A parser for MongoDB FTDC files, with Python bindings.
Project description
pyftdc
Link | status | |
---|---|---|
Conda builds | https://anaconda.org/jimper/pyftdc | |
Pypi builds | https://pypi.org/project/pyftdc/ |
A MongoDB FTDC files parser written in C++ that provides Python bindings using pybind11 and scikit-build.
Requisites
To build the source distribution, you will need Python 3.8 or newer, git, python3-dev/python3-devel installed.
Please read the build document for more details.
Installation
You can install the source distributions via pip or conda:
-
pip3 install pyftdc
-
conda install -c jimper pyftdc
Building
Building on Unix (Ubuntu, Centos, macOS)
-
clone this repository and change to the top level directory.
git clone git@gitlab.com:jimper/mongo_ftdc.git cd mongo_ftdc
-
Install Python libraries to build binaries. Create a virtual environment to make your life easier.
python3 -m venv venv source venv/bin/activate pip3 install --user-pep517 .
You will now have built and installed in your virtual environment.
Alternatively, you can use setup.py directly, but for that you will need to manually install the required libraries into your virtual environment by running
cd mongo_ftdc
pip install -r requirements.txt
After which you can create a source distribution or a binary wheel:
python3 setup.py sdist
python3 setup.py bdist_wheel
These will reside in the dist directory.
Building on Windows
Not tested yet, but 'It should work'(TM)
License
Apache V2
Usage
The module provides two classes, FTDCParser and Dataset.

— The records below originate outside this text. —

PR #250, opened 2023-02-24
Fix automatic config import

dhumphreys01:
The dot here references the location of the binary (or the working directory being used when running it), the binary is usually located outside the `app` folder, so we need to make sure we can traverse the whole project structure to get to the default properly.

Block by: https://github.com/Admiral-Piett/goaws/pull/249


p4tin (approved):
I put a couple of minor comments on the other PR that might apply here if you intend on closing the other one and just merging this one.

PR #255, opened 2023-03-02
Fix default config in docker release

Admiral-Piett:


williamdes:
I think you forgot this one:
https://github.com/Admiral-Piett/goaws/blob/bc027e4ec99c700f0935c75c9a57f6cc21157cb2/docker-compose.yml#L9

The proper usage is to obtain a Dataset object from a file by calling FTDCParse.parse_file(), or a list of Dataset objects from the FTDCParse.parse_dir(), and then call the methods on these objects.
FTDCParser
-
set_verbose(bool).
Set verbosity flag.
-
parse_dir(dir, only_metadata, only_metrics_names, lazy)
Returns a list of Dataset objects.
-
parse_file(file_path, only_metadata, only_metrics_names, lazy)
Returns a single Dataset object.
-
get_parsed_file_info():
Returns information on the last parsed file (absolute path, samples, start timestamp, end timestamp).
-
dump_file_as_json(input_file, output_file)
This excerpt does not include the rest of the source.